# Kommunikation KSB Pump Drive 2 -> SPS1200 über Profinet



## Etmuss (6 Oktober 2019)

Hallo zusammen,

ich muss für mein Technikerprojekt einen KSB Pumdrive 2 Umrichter mit einer SPS1200 über Profinet steuern. Hat jemand dies schonmal gemacht? Verbingen sind in TIA angelegt. Ich weiß nicht mit welchen Befehlen ich den Status ausgelesen bekomme bzw allgemein weiter vorgehen muss...  


Kann mir jemand helfen ?


----------



## Fireman_Frank (7 Oktober 2019)

Ich habe das mit einer S7-400 gemacht. Sollte bei der 1200 aber ja so ähnlich gehen.


----------



## Etmuss (7 Oktober 2019)

Hast du das in Tia realisiert ?


----------



## Fireman_Frank (8 Oktober 2019)

Nein, mit dem Classic-S7


----------



## samhans (15 Juli 2020)

Fireman_Frank schrieb:


> Nein, mit dem Classic-S7



Hallo Frank,
Ich habe das Problem das Ich über Profinet  (S7-410) nicht das PumpDrive finde.
Wie hast du es in der HW-Konfig eingefügt?

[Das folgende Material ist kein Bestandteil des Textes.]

PR #5354, opened 2020-05-09
[UI/UX] Improved a number of pages when in dark mode

elihschiff:

There are a number of issues with dark mode.

### What is the new behavior?

Based on user feedback I switched the check-boxes to enable dark mode to a dropdown.
The dropdown has a number of options including allowing Submitty to follow the device theme. (This mostly shows up on phones where they are light theme for half the day and dark theme at night)
image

Danke für die Rückmeldung


----------



## DeltaMikeAir (15 Juli 2020)

Entsprechende GSDML besorgen / runterladen und dann in der HW-Konfig installieren ( unter Extras => GSD-Dateien installieren )


----------



## Fireman_Frank (15 Juli 2020)

Hier ist die GSDML-Datei...


----------



## samhans (16 Juli 2020)

Fireman_Frank schrieb:


> Hier ist die GSDML-Datei...


Danke für die schnelle Antwort.
Die GSDML-Datei, die hatte Ich. Es lag am Kabel.
Kabel ausgetauscht,nun  geht es.
Danke


----------